For a recap for people who weren't in the industry or have short memory.
Kite took ownership of some popular code editor plugins and injected some adware/tracking code.
"While we built next-generation experiences for developers, our business failed in two important ways.
First, we failed to deliver our vision of AI-assisted programming because we were 10+ years too early to market, i.e. the tech is not ready yet.
We built the most-advanced AI for helping developers, but it fell short of the 10× improvement required to break through because today’s state of the art for ML on code is not good enough. You can see this in Github Copilot, which is built by Github in collaboration with Open AI. As of late 2022, Copilot has a number of issues preventing it from being widely adopted.
The largest issue is that state-of-the-art models don’t understand the structure of code, such as non-local context. We made some progress towards better models for code, but the problem is very engineering intensive. It may cost over $100 million to build a production-quality tool capable of synthesizing code reliably, and nobody has tried that quite yet.
Nonetheless, we could have built a successful business without 10×’ing developer productivity using AI, and we did not do that.
We failed to build a business because our product did not monetize, and it took too long to figure that out."
How many working hours, tons of materials will it take?
Could they be used on more relevant needs to humanity?
If so, why use them on a moonshot we will die before humanity achieves? Essentially approving burning up resources on unverifiable, perhaps unachievable outcomes?
We still fund a lot of agency to iterate on high minded potential as if future humans have an immutable obligation to carry on the work.
Secular norms and justifications are not sacrosanct. The dollar is a made up token of power.
While this maybe true for FAANG and other tech giants, it is unfortunately still a lot of money for most startups that are working their way to IPO.
Tbh even at tech giants that make tens of billions of dollars, a $100 million investment is likely a lot, I'm guessing this sort of investment will require sign-off by CEO or at least VP level along with a solid business plan.
I know this first hand, building a developer tool startup and failing to reach any level of revenue. In the end, the tech was bought out by a larger company to recover a fraction of our VC investment.
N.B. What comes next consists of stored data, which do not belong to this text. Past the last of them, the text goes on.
Issue #3010, opened 2022-12-23
Adding support for using locally provided runtime


radkomih:
## Issue summary

Hi, I am using a fork of Gossamer for running tests by providing local runtime instead of fetching a remote one. I am using the fork only because of this snippet:
```go
// NewLocalTestInstanceWithTrie ...
func NewLocalTestInstanceWithTrie(t *testing.T, runtimeFilepath string, tt *trie.Trie) *Instance {
	t.Helper()

	cfg := setupConfig(t, tt, DefaultTestLogLvl, common.NoNetworkRole, runtimeFilepath)

	r, err := NewInstanceFromFile(runtimeFilepath, cfg)
	require.NoError(t, err)
	return r
}
```
Is it an option for you to integrate it into the official Gossamer?

Thanks!

q9f:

The challenge is that when you're building software for developers, they already know how it must work.
It's like trying to sell magic tricks to magicians. Sell magic to regular people, and you'll see some significant revenue.
I've used Kite before. It was ok. But I am a SWE. It's entirely possible that Kite would have seen major adoption if the push was towards non-technical folks trying to get their feet wet in software. Eg: Data scientists or business.
The reason why BI tools sell so well at the moment is that you have tons of C-level execs that like the appeal of a business-optimizing tool requiring little to none of any actual software development.
Let that be a lesson to everyone. You can't blow away developers. They're just too damn ~~smart~~ well-informed.
Edit: Another anecdote: A buddy of mine built a bespoke OCR and document indexing/search tool. He has ~60 paying clients (almost exclusively law-firms and banks) that primarily work with printed pages on paper. No Saas. No free tier. The client data resides on an on-premise Windows box, avoiding issues with sensitive data in the cloud etc.
He's a solo dev with support contracts and nets something like $1000/month from each client.
For your average lawyer/paralegal, the ability to locate and reference a single page from thousands of pages in under a second is magic. So they pay for it wholeheartedly.